= Kilmoyler =

Townland in County Tipperary, Ireland

Kilmoyler is a townland in the civil parish of Killardry in the barony of Clanwilliam, County Tipperary in Ireland. The townland is in the parish of 'Bansha and Kilmoyler' in the Roman Catholic Archdiocese of Cashel and Emly.

Kilmoyler is located approximately halfway between the town of Cahir and village of Bansha on the River Suir. Galtee Rovers GAA club (which takes its name from the nearby Galtee Mountains) has its club grounds and clubhouse in Bansha village.

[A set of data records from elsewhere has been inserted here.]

PR #2671, opened 2018-07-31
kernel: use zlib to write profile data

fingolfin:
This also gets rid of the last use of `popen`, so remove the check for it from `configure.ac`.

This completes the work begun in PR #2663.


ChrisJefferson:
It would be good to do some checking of performance. Also now the profiling has settled a little, it might be a good idea to try outputting a compressed binary format, instead of JSON, which would reduce the amount of data outputted.

(Alternatively, we could be even better and output less data, but that's another, bigger, change).

PR #2676, opened 2018-08-01
Mock-up for hpc task functionality

emmakatherina:
This commit adds mock-ups for ScheduleTask and WaitTask similar to the mock-ups
for RunTask and TaskResult that already exist. This makes it easier to execute
code written for hpcgap in gap.

Please review and merge!

### DIFF
--- a/tst/testinstall/hpc/tasks.tst
+++ b/tst/testinstall/hpc/tasks.tst
@@ -1,11 +1,11 @@
 #############################################################################
 ##
-#W  task.tst                 GAP tests                   Alexander Konovalov
+#W  tasks.tst                 GAP tests                   Alexander Konovalov
 ##
 ##
 #Y  Copyright (C)  2012
 ##
-gap> START_TEST("task.tst");
+gap> START_TEST("tasks.tst");
 gap> CallAsTask := function(arg)
 > return TaskResult( RunTask( CallFuncList, arg[1], arg{[2..Length(arg)]} ) );
 > end;;
@@ -73,4 +73,15 @@ rec( B := [  ], basis := [  ], mue := [  ] )
 gap> CallAsTask(LLLReducedBasis,[ [ 0, 0 ], [ 0, 0 ] ], "linearcomb" );
 rec( B := [  ], basis := [  ], mue := [  ], 
   relations := [ [ 1, 0 ], [ 0, 1 ] ], transformation := [  ] )
-gap> STOP_TEST( "task.tst", 1 );
+gap> task := RunTask(GF, 7);;
+gap> TaskResult(task);
+GF(7)
+gap> task2 := ScheduleTask(task, x -> x^2, 4);;
+gap> WaitTask(task, task2);
+gap> task3 := ScheduleTask([task, task2], x -> x^2, 5);;
+gap> TaskResult(task3);
+25
+gap> task4 := ScheduleTask([], GcdInt, 6, 10);;
+gap> TaskResult(task4);
+2
+gap> STOP_TEST( "tasks.tst", 1 );
--- a/lib/hpc/tasks.g
+++ b/lib/hpc/tasks.g
@@ -23,3 +23,11 @@ end;
 TaskResult := function(task)
     return task.taskresult;
 end;
+
+ScheduleTask := function(cond, func, args...)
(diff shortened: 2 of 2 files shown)


ChrisJefferson:
Hi, thanks for your patch!

While the basic patch is right, the tests are unfortunately failed. ScheduleTask takes as it's first argument usually a single task, or list of tasks (although this is very poorly documented!)

Perhaps change the middle part of your test to:

```
gap> task2 := ScheduleTask(task, x -> x^2, 4);;
gap> WaitTask(task, task2);
gap> task3 := ScheduleTask([task, task2], x -> x^2, 5);;
gap> TaskResult(task3);
```

(or something else would be fine too!)

markuspf:
Just to clarify what @ChrisJefferson says a bit

Looking at the code in HPC-GAP reveals (https://github.com/gap-system/gap/blob/a833a5a2d269e8a228b9f479348ce954a6b1c4e9/hpcgap/lib/hpc/stdtasks.g#L397) that the arguments for `ScheduleTask(cond, func, args...)` are 

  * a condition, or a list `cond` of conditions
  * a function `func`
  * the parameters `args...` for the task function 

This is documented in the HPC-GAP manual (https://github.com/gap-system/gap/blob/a833a5a2d269e8a228b9f479348ce954a6b1c4e9/doc/hpc/tasks.xml#L106), conditions can be more complex than just tasks (which is documented in section 1.5 of the HPC-GAP manual).

ChrisJefferson:
The waiting for tasks bit is ok, because in the Mock up we execute all tasks before RunTask returns (as that seems like the only sensible option to me).

markuspf:
The current `ScheduleTask` mock up does not touch `cond`. Code like this:

```
gap> t1 := DelayTask(...);
gap> t2 := ScheduleTask(t1, ...);
gap> RunTask(t1);
```

Won't work (not that `DelayTask` is stubbed yet, one could just run the tasks in TaskResult). In general this stubbing is turning up quite icky questions about semantics: if you use 2 algorithms to achieve some result and one of them could for some reasons actually not terminate, but the other one will this code will work with proper HPC-GAP, but not with GAP:

```
gap> t1 := DelayTask(...); t2 := DelayTask(...);
gap> t3 := ScheduleTask([t1, t2], ...);
gap> RunTask(t1);
```

(I am sure we would have discussed this before; how much of this stubbing should we actually support, then?)

ChrisJefferson:
My preference is to implement whatever people want, in the simplest possible format (just to make people's life easier).

As you say, DelayTask raises more issues, and would require changes to the ScheduleTask mock. However, we can do that later, if anyone needs it.

emmakatherina:
If I understand it correctly than the error mentioned above by @markuspf can't be avoided anyway if we don't want to implement a system that executes both tasks at the same time in a sequential way through alternating between the calculation of the two tasks (e.g. until one of the tasks finishes). Therefore the error persists anyway and I don't see a reason not to implement the mock-ups.

tst/testinstall/hpc/tasks.tst
```diff
@@ -1,11 +1,11 @@
 #############################################################################
 ##
-#W  task.tst                 GAP tests                   Alexander Konovalov
+#W  tasks.tst                 GAP tests                   Alexander Konovalov
 ##
 ##
 #Y  Copyright (C)  2012
 ##
-gap> START_TEST("task.tst");
+gap> START_TEST("tasks.tst");
```
fingolfin: Any particular reason for renaming the file (which increases the diffs in this PR but otherwise seems to serve no purpose)?

emmakatherina:
I will update this PR in the next days, sorry about the delay!

tst/testinstall/hpc/tasks.tst
emmakatherina: It describes the content of the file better and is more consistent with the naming of the other file in the directory. But I don't insist on the changes...

fingolfin:
Looks OK to me now, although in an ideal world, I'd squash all changes down into a single commit ... @emmakatherina would you be comfortable doing that? But don't worry if your git-foo is not that strong, then we'll just do without it.

emmakatherina:
I will try it in a minute!

Issue #2677, opened 2018-08-01
Should `\<` and `\>` be balanced?


ThomasBreuer:
The markers `\<` and `\>` can be used to indicate preferences for line breaks.
I would expect that the two markers should be balanced inside individual
`ViewObj`, `ViewString` etc. methods.
Is this the case?

Background  of the question:
Recently I stumbled over an unbalanced example, in `lib/csetgrp.gi`:
```
InstallMethod(ViewString,"DoubleCoset",true,[IsDoubleCoset],0,
function(d)
  return(STRINGIFY("DoubleCoset(\<",
                   ViewString(LeftActingGroup(d)),",\>",
                   ViewString(Representative(d)),",\>",
                   ViewString(RightActingGroup(d)),")"));
end);
```
A heuristic filter for finding such cases is the following.
```
gap> unbalanced:= function( func )
>       local str;
>       str:= String( func );
>       return Length( PositionsSublist( str, "\\<" ) ) <>
>              Length( PositionsSublist( str, "\\>" ) );
>    end;
gap> meth:= MethodsOperation( ViewString, 1 );;
gap> cand:= Filtered( meth, r -> unbalanced( r.func ) );;
gap> Length( cand );
13
```
(Of course, `unbalanced` may find candidates that return balanced strings,
and methods that return unbalanced strings may be overlooked by `unbalanced`,
for example due to `if` statements in the code of the method in question.)

fingolfin:
This is a bug. It throws of the printing logic, and also causes a spurious newline to be added when viewing a double coset:
```
gap> G:=SymmetricGroup(2);
Sym( [ 1 .. 2 ] )
gap> s:=DoubleCoset(G, (1,2,3), G);
DoubleCoset(Sym( [ 1 .. 2 ] ),(1,2,3),Sym( [ 1 .. 2 ] ))

gap> RightCoset(G, (1,2,3));
RightCoset(Sym( [ 1 .. 2 ] ),(1,2,3))
```

fingolfin:
Twelve of the matches reported go back to the same two functions in the library, namely `_ViewStringForSemigroups` and `_ViewStringForSemigroupsGroups`. In one case, this is a spurious match, in the other an actual bug. I will make a PR fixing both.

[...]

PR #2680, opened 2018-08-02
Balance \> and \< in semigroups ViewString methods

fingolfin:
See issue #2677

I don't think this needs to be in the release notes.


james-d-mitchell:
@fingolfin sorry I only saw this now (was on holiday).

While there is no hamlet or village centre in the townland, the Roman Catholic Our Lady Of The Assumption church at Kilmoyler is a focal point for the community. The parochial burial ground of Killaldriffe is nearby and is the burial place of soldier and adventurer William Francis Butler. Saint Pecaun (or Becán), a 7th century saint, is celebrated on 1 August each year when a pattern is held at the monastic settlement at nearby Toureen. The site consists of a ruined church, carved stones, a well and monastic cell. Also close by, across the River Suir, and close to its eastern bank, is Knockgraffon Motte, a motte-and-bailey of Anglo-Norman origin.

The area is the home place of contemporary artist and member of Aosdána, Alice Maher.